# Hunting/Tracking with Weimaraners



## enathan@gmail.com (Jan 24, 2009)

Does anyone have any experience hunting or tracking with Weimaraners? I breed them and I am thinking of training one or two to track deer.  I want any feedback.

Thanks!


----------



## hoyt84 (Jan 25, 2009)

I have a male. Never used him to track a deer but I really believe he would. I just want to keep him on birds. Every time I kill a deer he runs up and jumps over the tailgate. He has a great nose So I think you could get one to trail. I have read that Weimaraners were originally bred for trail dogs. Good luck. Let me know how it goes.


----------



## Twenty five ought six (Jan 26, 2009)

They were originally bred to trail big game.  They were bred to run silently, which they still do, which is an asset for a trailing dog.

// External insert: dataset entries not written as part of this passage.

PR #12186, opened 2023-09-03
Add new `requires_gem` API for declaring which gems a Cop needs

### LINKED ISSUE #11920: Add API for checking gem versions

amomchilov:
Fixes #11920.

This PR is used by:

1. https://github.com/rubocop/rubocop/pull/12180
2. https://github.com/rubocop/rubocop-rails/pull/1137

-----------------

* [x] Added tests.

### DIFF
--- a/lib/rubocop/cop/base.rb
+++ b/lib/rubocop/cop/base.rb
@@ -269,6 +269,7 @@ module RuboCop
       end
 
       def relevant_file?(file)
+        return false unless target_satisfies_all_gem_version_requirements?
         return true unless @config.clusivity_config_for_badge?(self.class.badge)
 
         file == RuboCop::AST::ProcessedSource::STRING_SOURCE_NAME ||
--- a/lib/rubocop/cop/base.rb
+++ b/lib/rubocop/cop/base.rb
@@ -70,6 +70,7 @@ module RuboCop
 
       def self.inherited(subclass)
         super
+        subclass.instance_variable_set(:@gem_requirements, gem_requirements.dup)
         Registry.global.enlist(subclass)
       end
 
@@ -124,6 +125,29 @@ module RuboCop
       # multiple times with the same `processed_source.path` but different content.
       def self.support_multiple_source?
         false
+      end
+
+      ## Gem requirements
+
+      @gem_requirements = {}
+
+      class << self
+        attr_reader :gem_requirements
+
+        # Register a version requirement for the given gem name.
+        # This cop will be skipped unless the target satisfies *all* requirements.
+        # @param [String] gem_name
+        # @param [Array<String>] version_requirements The version requirements,
+        #   using the same syntax as a Gemfile, e.g. ">= 1.2.3"
+        #
+        #   If omitted, any version of the gem will be accepted.
+        #
+        #   https://guides.rubygems.org/patterns/#declaring-dependencies
+        #
+        # @api public
+        def requires_gem(gem_name, *version_requirements)
+          @gem_requirements[gem_name] = Gem::Requirement.new(version_requirements)
+        end
       end
 
       def initialize(config = nil, options = nil)
@@ -495,6 +519,18 @@ module RuboCop
           range.begin_pos + @current_offset,
           range.end_pos + @current_offset
         )
+      end
+
+      def target_satisfies_all_gem_version_requirements?
+        self.class.gem_requirements.all? do |gem_name, version_req|
+          all_gem_versions_in_target = @config.gem_versions_in_target
+          next false unless all_gem_versions_in_target
+
+          gem_version_in_target = all_gem_versions_in_target[gem_name]
+          next false unless gem_version_in_target
+
+          version_req.satisfied_by?(gem_version_in_target)
+        end
       end
     end
   end
--- a/lib/rubocop/cop/team.rb
+++ b/lib/rubocop/cop/team.rb
@@ -174,6 +174,9 @@ module RuboCop
       end
 
       def support_target_rails_version?(cop)
+        # In this case, the rails version was already checked by `#excluded_file?`
+        return true if defined?(RuboCop::Rails::TargetRailsVersion::USES_REQUIRES_GEM_API)
+
         return true unless cop.class.respond_to?(:support_target_rails_version?)
 
         cop.class.support_target_rails_version?(cop.target_rails_version)
--- a/lib/rubocop/lockfile.rb
+++ b/lib/rubocop/lockfile.rb
@@ -5,14 +5,16 @@ module RuboCop
   # Does not actually resolve gems, just parses the lockfile.
   # @api private
   class Lockfile
-    # Gems that the bundle depends on
+    # Gems that the bundle directly depends on.
+    # @return [Array<Bundler::Dependency>, nil]
     def dependencies
       return [] unless parser
 
       parser.dependencies.values
     end
 
-    # All activated gems, including transitive dependencies
+    # All activated gems, including transitive dependencies.
+    # @return [Array<Bundler::Dependency>, nil]
     def gems
       return [] unless parser
 
@@ -21,12 +23,16 @@ module RuboCop
       parser.dependencies.values.concat(parser.specs.flat_map(&:dependencies))
     end
 
+    # Whether this lockfile includes the named gem, directly or indirectly.
+    # @param [String] name
+    # @return [Boolean]
     def includes_gem?(name)
       gems.any? { |gem| gem.name == name }
     end
 
     private
 
+    # @return [Bundler::LockfileParser, nil]
     def parser
       return unless defined?(Bundler) && Bundler.default_lockfile
       return @parser if defined?(@parser)
--- a/lib/rubocop/lockfile.rb
+++ b/lib/rubocop/lockfile.rb
@@ -30,6 +30,23 @@ module RuboCop
       parser.dependencies.values.concat(parser.specs.flat_map(&:dependencies))
     end
 
+    # Returns the locked versions of gems from this lockfile.
+    # @param [Boolean] include_transitive_dependencies: When false, only direct dependencies
+    #   are returned, i.e. those listed explicitly in the `Gemfile`.
+    # @returns [Hash{String => Gem::Version}] The locked gem versions, keyed by the gems' names.
+    def gem_versions(include_transitive_dependencies: true)
+      return {} unless parser
+
+      all_gem_versions = parser.specs.to_h { |spec| [spec.name, spec.version] }
+
+      if include_transitive_dependencies
+        all_gem_versions
+      else
+        direct_dep_names = parser.dependencies.keys
+        all_gem_versions.slice(*direct_dep_names)
+      end
+    end
+
     # Whether this lockfile includes the named gem, directly or indirectly.
     # @param [String] name
     # @return [Boolean]
--- a/lib/rubocop/lockfile.rb
+++ b/lib/rubocop/lockfile.rb
@@ -5,6 +5,13 @@ module RuboCop
   # Does not actually resolve gems, just parses the lockfile.
   # @api private
   class Lockfile
+    # @param [String, Pathname, nil] lockfile_path
+    def initialize(lockfile_path = nil)
+      lockfile_path ||= defined?(Bundler) ? Bundler.default_lockfile : nil
+
+      @lockfile_path = lockfile_path
+    end
+
     # Gems that the bundle directly depends on.
     # @return [Array<Bundler::Dependency>, nil]
     def dependencies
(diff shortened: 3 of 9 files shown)


lib/rubocop/cop/base.rb
```diff
@@ -126,6 +127,36 @@ def self.support_multiple_source?
         false
       end
 
+      ## Gem requirements
+
+      # rubocop:disable Layout/ClassStructure
+      class << self
+        attr_reader :gem_requirements
```
amomchilov, line 134: I'm not quite sure what the correct layout is.

I also see `class << self` is pretty rare in this codebase, but `singleton_class.attr_reader(:gem_requirements)` would be weird.

lib/rubocop/cop/base.rb
```diff
@@ -70,6 +70,7 @@ def self.documentation_url
 
       def self.inherited(subclass)
         super
+        subclass.instance_variable_set(:@gem_requirements, {})
```
amomchilov, line 73: Would it be better to put `@gem_requirements ||= {}` everywhere it's referenced, instead?

Or replace the `attr_reader` with an explicit method that does this?

```diff
-attr_reader :gem_requirements
+def gem_requirements
+  @gem_requirements ||= {}
+end
```

lib/rubocop/cop/base.rb
```diff
@@ -126,6 +127,36 @@ def self.support_multiple_source?
...
+        attr_reader :gem_requirements
+
+        # Register a version requirement for the given gem name.
+        # This cop will be skipped unless the target satisfies *all* requirements.
+        # @param [String] gem_name
+        # @param [String] version_requirement The version requirement,
+        #   using the same syntax as a Gemfile, e.g. ">= 1.2.3"
+        #
+        # @api public
+        def requires_gem(gem_name, version_requirement)
```
amomchilov, line 143: Should this be in a mixin, like [`rubocop-rails`'s `TargetRailsVersion`](https://github.com/rubocop/rubocop-rails/blob/master/lib/rubocop/cop/mixin/target_rails_version.rb)?

It'll keep the logic nicely separated and tested in its own file, but it means [we couldn't use it from `target_rails_version_from_bundler_lock_file`](https://github.com/rubocop/rubocop/pull/12180) which is already in the Base.

spec/rubocop/config_spec.rb
```diff
@@ -825,6 +825,56 @@ def cop_enabled(cop_class)
...
+
+          create_file(lockfile_path, content)
+          expect(configuration.gem_versions_in_target).to eq expected
+        end
+      end
+    end
+
+    context 'and neither Gemfile.lock nor gems.locked exist' do
+      it 'returns nil' do
+        expect(configuration.gem_versions_in_target.nil?).to be(true)
```
amomchilov, line 873: I'm not used to RSpec, is this correct?

I originally had:

```suggestion
        expect(configuration.gem_versions_in_target).to be_nil
```

But rubocop auto-corrected to this. It feels a bit... funky

lib/rubocop/cop/team.rb
```diff
@@ -174,6 +174,12 @@ def support_target_ruby_version?(cop)
       end
 
       def support_target_rails_version?(cop)
+        if cop.class.respond_to?(:gem_requirements)
```
amomchilov, line 177: It looks like the versioning between `rubocop` and `rubocop-rails` gets a bit tricky here.

I'd love to delete this method entirely, but I think it still needs to support calling `support_target_rails_version?` on older versions that don't yet have the `requires_gem` and `gem_requirements` API

amomchilov:
Hey @koic, I got all the tests to pass, but I'm having some issues with the class layout. I think this PR is ready for an early review.

I'd appreciate any early thoughts or feedback you might have!

lib/rubocop/cop/team.rb
```diff
@@ -174,11 +174,28 @@ def support_target_ruby_version?(cop)
...
       end
 
+      # Returns true if the current version of rubocop-rails uses `requires_gem` to specify
+      # its gem requirements.
+      def rubocop_rails_uses_requires_gem?
+        @rubocop_rails_uses_requires_gem ||= begin
+          rubo_rails_version = RuboCop::Rails::Version::STRING if defined?(RuboCop::Rails)
+
+          if rubo_rails_version
+            Gem::Version.new('2.21.0') <= Gem::Version.new(rubo_rails_version)
```
amomchilov, line 192: It looks like the versioning between `rubocop` and `rubocop-rails` gets a bit tricky here. 

In the future, `TargetRailsVersion` can just be a wrapper for `requires_gem`. When that happens, any cops that don't support the target's rails version would have already be filtered out by `#excluded_file?` called by `#roundup_relevant_cops` above. I'm assuming this will be done in version `2.21.0`.

For older versions of rubocop-rails, that won't be correct, and we'll still need to call their `support_target_rails_version?` method.

spec/rubocop/config_spec.rb
abzuar9658: That correct! ` expect(configuration.gem_versions_in_target).to be_nil`

lib/rubocop/cop/team.rb
```diff
@@ -174,6 +174,9 @@ def support_target_ruby_version?(cop)
       end
 
       def support_target_rails_version?(cop)
+        # In this case, the rails version was already checked by `#excluded_file?`
+        return true if defined?(RuboCop::Rails::TargetRailsVersion::USES_REQUIRES_GEM_API)
```
amomchilov, line 178: It looks like the versioning between `rubocop` and `rubocop-rails` gets a bit tricky here.

1. This new version of `rubocop` needs to support older versions of `rubocop-rails`.
2. Inversely, the new version of `rubocop-rails` needs to support older versions of `rubocop`.

I've tested both scenarios, and they both work well.

I added this `USES_REQUIRES_GEM_API` constant to detect new `rubocop-rails` versions, because it was more explicit/clear than checking against some specific version number.

In the future, `TargetRailsVersion` can just be a wrapper for `requires_gem`. When that happens, any cops that don't support the target's rails version would have already be filtered out by `#excluded_file?` called by `#roundup_relevant_cops` above.

For older versions of `rubocop-rails`, that won't be correct, and we'll still need to call their `support_target_rails_version?` method.

amomchilov:
Hey @bbatsov and @koic, I think this is ready for review. This was a bit of a tricky change for my, especially because it spans both `rubocop` and `rubocop-rails`.

I've tested it pretty thoroughly, and it all works correctly, but I would still be open to any feedback!

Cheers

bbatsov:
Sorry for the slow turnaround here - I'm fine with the general direction, but I'll need some time before I can take a closer look at the code, as I've been very busy lately at work and wrapping up releases of some other OSS projects. 

At a glance the one things that's currently missing is some user documentation for the proposed new feature.

lib/rubocop/cop/base.rb
bbatsov: I'll have to think about this more, but I can live with the current proposal. 

There's also the question whether we want this to be able to work with multiple gems, but I'm guessing the likelihood that a cop depends on multiple gems is pretty tiny, so let's keep it simple for now.

bbatsov:
It'd also be nice to benchmark the impact of using `require_gem` on several cops, as speed is something quite important for a tool like RuboCop.

lib/rubocop/lockfile.rb
```diff
@@ -5,14 +5,16 @@ module RuboCop
   # Does not actually resolve gems, just parses the lockfile.
   # @api private
   class Lockfile
-    # Gems that the bundle depends on
+    # Gems that the bundle directly depends on.
+    # @return [Array<Bundler::Dependency>, nil]
```
amomchilov, line 16: These methods' semantics aren't obvious (in particular, whether they include indirect dependencies or not, and what type of results they vend), so I documented them all.

The whole class is marked `@api private`, which get inherited by all of these methods, so there's no risk of people confusing them for public API (even if they're documented here).

lib/rubocop/lockfile.rb
```diff
@@ -5,6 +5,13 @@ module RuboCop
   # Does not actually resolve gems, just parses the lockfile.
   # @api private
   class Lockfile
+    # @param [String, Pathname, nil] lockfile_path
+    def initialize(lockfile_path: nil)
+      lockfile_path ||= defined?(Bundler) ? Bundler.default_lockfile : nil
```
amomchilov, line 10: I parameterized this class to let you specify your own `lockfile_path`, but kept the default behaviour the same as before.

This let's use it with the result from `RuboCop::Config#bundler_lock_file_path`.

lib/rubocop/lockfile.rb
```diff
@@ -30,6 +30,23 @@ def gems
       parser.dependencies.values.concat(parser.specs.flat_map(&:dependencies))
     end
 
+    # Returns the locked versions of gems from this lockfile.
+    # @param [Boolean] include_transitive_dependencies: When false, only direct dependencies
+    #   are returned, i.e. those listed explicitly in the `Gemfile`.
+    # @returns [Hash{String => Gem::Version}] The locked gem versions, keyed by the gems' names.
+    def gem_versions(include_transitive_dependencies: true)
```
amomchilov, line 37: The pre-existing methods (`#dependencies` and `#spec`) return `Gem::Dependency` objects, which describe the version _requirements_, but not the resolved versions.

This method returns the actual resolved versions, locked by the lock file.

This is what we check gem requirements against.

amomchilov (commented):
@bbatsov I had to do a little bit of surgery, but I got this to work with the existing `RuboCop::Lockfile` wrapper for `Bundler::LockfileParser`.

I left some comments to explain my process, let me know what you think!

Still TODO:

- [x] Write user docs – I can do this
- [ ] Benchmark this for perf regression – I'm not sure what the best way to do this is. Let me know if you have any suggestions

bbatsov:
> Benchmark this for perf regression – I'm not sure what the best way to do this is. Let me know if you have any suggestions

You can simply test on some bigger Ruby repo (e.g. Rails). 

@jonas054 @koic Please, take a look as well.

amomchilov:
Rebased to fix the unrelated style failure, which was fixed by #12737

jonas054:
Looks good to me. Some of it goes over my head a bit, but it looks like well-written and quite readable code. Good job on the documentation too.

amomchilov:
@jonas054 Would you be okay to share which parts "go over your head a bit"? I'd love to clarify anything that might be confusing.

jonas054:
No, don't worry about that comment, @amomchilov. That was much more about my abilities to review code in parts of RuboCop that I'm only partly familiar with. I don't see any specific opportunities for improvement when it comes to clarity.

amomchilov:
Ran a quick benchmark against Rails, which shows no discernable performance difference:

On the master branch:

```zsh
$ time ../rubocop/rubocop/exe/rubocop --cache false
Inspecting 3265 files
...

3265 files inspected, no offenses detected
../rubocop/rubocop/exe/rubocop --cache false  61.37s user 0.77s system 95% cpu 1:04.84 total
```

On this branch:

```zsh
$ time ../rubocop/rubocop/exe/rubocop --cache false
Inspecting 3265 files
...
3265 files inspected, no offenses detected
../rubocop/rubocop/exe/rubocop --cache false  61.69s user 0.74s system 97% cpu 1:04.02 total
```

@koic I think this is for a final review and merge. Could you please have a look?

bbatsov:
If @koic doesn't share any feedback I'll merge this after the next bug-fix release.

Because they rely on ground scent much more than bird dogs, they are very easy to train to trail.  I've done it with two.  I had one that I wanted to enter into tracking competitions, but I never could get close enough to them to make it worthwhile.

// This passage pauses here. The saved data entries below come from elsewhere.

PR #12211, opened 2023-09-20
[Fix #12210] Mark `Style/RedundantFilterChain` as unsafe autocorrect

### LINKED ISSUE #12210: Style/RedundantFilterChain is not safe
Autocorrect safe rubocop offences are not expected to cause breaking behaviour. Replacing the `select` with `any?` breaks behaviour on each loop iteration because `any?` stops iterating over the loop on true and `select` iterates over every item. 

--------

## Expected behavior

Rubocop autocorrects `Style/RedundantFilterChain` cop which breaks code functionality. 

## Actual behavior

Autocorrecting `Style/RedundantFilterChain` cop should not break code functionality. 

Rubocop autocorrects from:

```
module Test
  def test
    %w[1 2].select do |number|
      number.present? && action(number)
    end.any?
  end

  def action(number)
    # do action with number
    true
  end
end
```

into this:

Of course you've got to make sure they have time to recharge their batteries.


----------



## enathan@gmail.com (Jan 26, 2009)

All I have ever trained my dogs to track is a scent (dove/quail) covered dummy.  My stud, bleu, took to tracking like wildfire...chasing even the circles I walked in the trail! Is there a specific way to train them to track deer that I need to try? 

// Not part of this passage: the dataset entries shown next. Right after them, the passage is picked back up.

PR #12227, opened 2023-09-29
Add new `Style/SingleLineDoEndBlock` cop

koic:
This PR adds new `Style/SingleLineDoEndBlock` cop that checks for single-line `do`...`end` blocks.

```ruby
# bad
foo do |arg| bar(arg) end

# good
foo do |arg|
  bar(arg)
end

# bad
->(arg) do bar(arg) end

# good
->(arg) { bar(arg) }
```

In practice a single line `do`...`end` is autocorrected when `EnforcedStyle: semantic` in `Style/BlockDelimiters`. It can also be detected by this cop if it is written by handcraft. So I decided to introduce this new cop instead of an autocorrect extension of `Style/BlockDelimiters`.

-----------------

* [x] Added tests.


config/default.yml
```diff
@@ -5186,6 +5186,11 @@ Style/SingleLineBlockParams:
         - acc
         - elem
 
+Style/SingleLineDoEnd:
```
bbatsov, line 5189: I think there's a style guide entry that you can refer here.

lib/rubocop/cop/style/single_line_do_end.rb
```diff
@@ -0,0 +1,61 @@
+# frozen_string_literal: true
+
+module RuboCop
+  module Cop
+    module Style
+      # Checks for single-line `do`...`end` blocks.
```
bbatsov, line 6: You might also add a note about why the auto-correct doesn't replace `do/end` with `{}`, as perhaps this won't be clear for some people.

config/default.yml
koic: Sure! I've opened https://github.com/rubocop/ruby-style-guide/pull/922 to add a new rule for this one.

lib/rubocop/cop/style/single_line_do_end.rb
koic: Indeed, I've added an explain for that.

bbatsov:
Thanks!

Also, how do you think they would do as hog dogs? I know they were bred for hunting big game.

Thanks guys!


----------



## zzweims (Jan 27, 2009)

We deer track with all of our weims.  We've run them on hogs a couple of times and they took to it naturally, but I don't like to run them on hogs for fear of their getting hurt.   We also hunt upland and duck with them and rarely had a problem with them running deer when we don't want them too.  There is a ton of info on the web on training a tracking dog.  And a ton of different methods.  Personally, I just take a pup and put it on a short, fresh, easy track and praise him when he shows interest, then reward him at the kill.  I haven't had one yet that didn't take to it naturally.  But we import most of our weims from Germany, so the instinct is still strong.  I've known many American weims that made good trackers too, especially if they come from field lines.


----------



## enathan@gmail.com (Jan 28, 2009)

*thanks!*

Yeah, I see what you mean about them getting hurt, I am too attached to them for a hog to get a hold of one!  I will probably start one of my pups tracking here soon.  My dogs, especially my stud, come from a field line.  I have had a lot of interest in having a couple of my pups send to Germany over the years, just no one has wanted to pay the German taxes!
Anyway, thanks for all the info!


----------



## Twenty five ought six (Jan 28, 2009)

The first one I had was a natural catch dog.  He had no trouble running a hog down.  Actually the first time I knew this was when he "caught" one of the landowner's hogs that were feeding in a peanut field where we were having a dove shoot.  I don't know who was the most surprised, me or the hog.  The dog, who as far as I know had never seen a hog, circled the pig a couple of times, went right for the ear and took him down.  I have no doubt that they can be trained to run and catch hogs, but like the others said, I didn't want to take the risk of getting the dog hurt.

I start training them to track with hot dog pieces.  Mine have always been such chow hounds that the training curve was short.  I then transition to deer liver soaked in salt water to leave a "blood" trail.  It really comes naturally to them and a whole lot of training isn't required.  

One cautionary note.  Because of the color, I never let my dog run in the woods during deer season, even on a lead, without a reflective vest.


----------